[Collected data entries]
..........

PR #15, opened 2021-01-06
DBZ-2892 Align deps with Connect runtime and remove unused

jpechane:
https://issues.redhat.com/browse/DBZ-2892
Depends on https://github.com/debezium/debezium/pull/2038

### DIFF
--- a/pom.xml
+++ b/pom.xml
@@ -20,6 +20,9 @@
         <!-- Dependencies -->
         <version.vitess.grpc>7.0.0</version.vitess.grpc>
         <version.gson>2.7</version.gson>
+        <version.grpc>1.16.0</version.grpc>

..........

▶ _Exercise goal_: The required output is the lines from the one holding "-20,6 +20,9 @@" through the last line of the entries above, copied exactly.

▶ _Answer space_:
@@ -20,6 +20,9 @@
         <!-- Dependencies -->
         <version.vitess.grpc>7.0.0</version.vitess.grpc>
         <version.gson>2.7</version.gson>
+        <version.grpc>1.16.0</version.grpc>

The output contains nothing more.